In 1967, Zappa and his band relocated from L.A. to New York, escaping the artistically gentrifying Sunset Strip for the relative obscurity of Manhattan. There, businessmen in rolled-up shirtsleeves were still mass-producing pop hits at the Brill Building, and the nascent rock scene had a demonstrably artier bent. The Mothers installed themselves in the dingy Garrick Theater for an extended residency, honing both their increasingly complex music and their progressively confrontational antics. One notable performance from this period had Zappa inviting a group of U.S. Marines onstage to dismember a plastic doll dressed up as a Vietnamese baby. Another saw concertgoers sprayed with whipped cream through a hose fed through the hind quarters of a toy giraffe. As Zappa put it, in a quote immortalized on a poster enjoying pride of place in my teenage bedroom: “You can’t write a chord ugly enough to say what you want to say sometimes, so you have to rely on a giraffe filled with whipped cream.”
The extent to which you find such stunts meaningfully confrontational, crass, or merely juvenile likely boils down to personal taste. Not everyone was impressed. Lou Reed lambasted Zappa as “probably the single most untalented person I’ve heard in my life” and “a loser.” (Reed would subsequently honor Zappa at his 1995 Rock & Roll Hall of Fame induction.) What’s undeniable is that these performances and performers were unique. Zappa and his band distinguished themselves from the popular, and profitable, peace-and-love set. And that NYC residency earned the band plenty of faithful fellow travelers—among them Ruth Underwood, a young timpanist studying at Juilliard. “All of that,” she explains in Zappa, “just crashed and burned when I heard my first Frank Zappa concert.” She ditched her Juilliard baroque composition classes and joined his band, enjoying a lengthy tenure as a percussionist, contributing virtuoso playing to Zappa’s run of remarkable mid-’70s records. From that fateful encounter, Underwood saw Zappa as he saw himself: not as a rock musician or provocateur but a “living composer.”
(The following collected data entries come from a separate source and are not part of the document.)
PR #5287, opened 2021-08-03
[HDRP] Fix incorrect light list indexing when TAA is enabled

pmavridis:
### Purpose of this PR
https://fogbugz.unity3d.com/f/cases/1352444/

When indexing into the light list, we need to take into account the jittered projection matrix when TAA is enabled.

Before this PR, some tiles in the planar reflection do not have the correct number of reflection probes and part of the reflection is missing (and flickers because on every frame the error is different based on the TAA jitter):
image

After this PR, all tiles in the planar reflection have the correct number of reflection probes and the reflection is not flickering:
image

---
### Testing status
The ticket does not include a repro scene, so I've built a very simple scene as you see above.
After this PR, the reflection does not flicker.

Note: I have not tested XR, which might be affected by this PR.

### DIFF
--- a/.yamato/_latest_editor_versions_2021.2.metafile
+++ b/.yamato/_latest_editor_versions_2021.2.metafile
@@ -1,5 +1,5 @@
 '2021_2':
-  updated_at_UTC: '2021-07-29 23:13:58.166338'
+  updated_at_UTC: '2021-08-02 23:14:11.327280'
   changeset:
-    id: 2055a14f48ed1c1a48cc5b0a7fefa05d6f6701a4
-    date: '2021-07-29T14:01:49'
+    id: ba17e22e6705c63f1dfb5f84a30bea78e27b0e91
+    date: '2021-08-02T17:44:16'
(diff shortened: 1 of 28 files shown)


JulienIgnace-Unity (commented):
I see we are only changing the DeferredUseComputeAsPixel version of deferred. Isn't there similar code in other versions?

FrancescoC-unity (approved):

FrancescoC-unity:
> I see we are only changing the DeferredUseComputeAsPixel version of deferred. Isn't there similar code in other versions?

I think you might have been tricked by github diff viewer, the change is the prepare light function

sebastienlagarde (approved):

sebastienlagarde:
good catch!

JulienIgnace-Unity:
> I think you might have been tricked by github diff viewer, the change is the prepare light function

I have been tricked by my own bad eye sight :D
All is good then!

JulienIgnace-Unity (approved):

sebastienlagarde:
For QA: merging, test should be enough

If there’s a single idea of Zappa that Alex Winter’s Zappa propagates, it’s this one. The film develops an image of him as a self-taught composer of modernist music, in the style of Stravinsky or Edgard Varèse, but forced by the demands of the marketplace to ply his trade in the guise of a rock star. He was the sort of guy who talks, incessantly, about The Work. The difficulty of that work seemed inseparable from his personality. And nothing could distract him from it.
This shaped his rather unfashionable (for the time, anyway) approach to drugs, which so galled the hippies, both real and fictional. It’s not merely that Zappa didn’t use drugs. He abhorred them, and he prohibited his bandmates from indulging. Indeed, Zappa so detested the notoriously drug-permissible Grateful Dead, ostensible countercultural contemporaries, that he forbade his band members from fraternizing with the group. Such holier-than-thou moralism betrays Zappa’s image as defiant iconoclast. He was, in a word, conservative.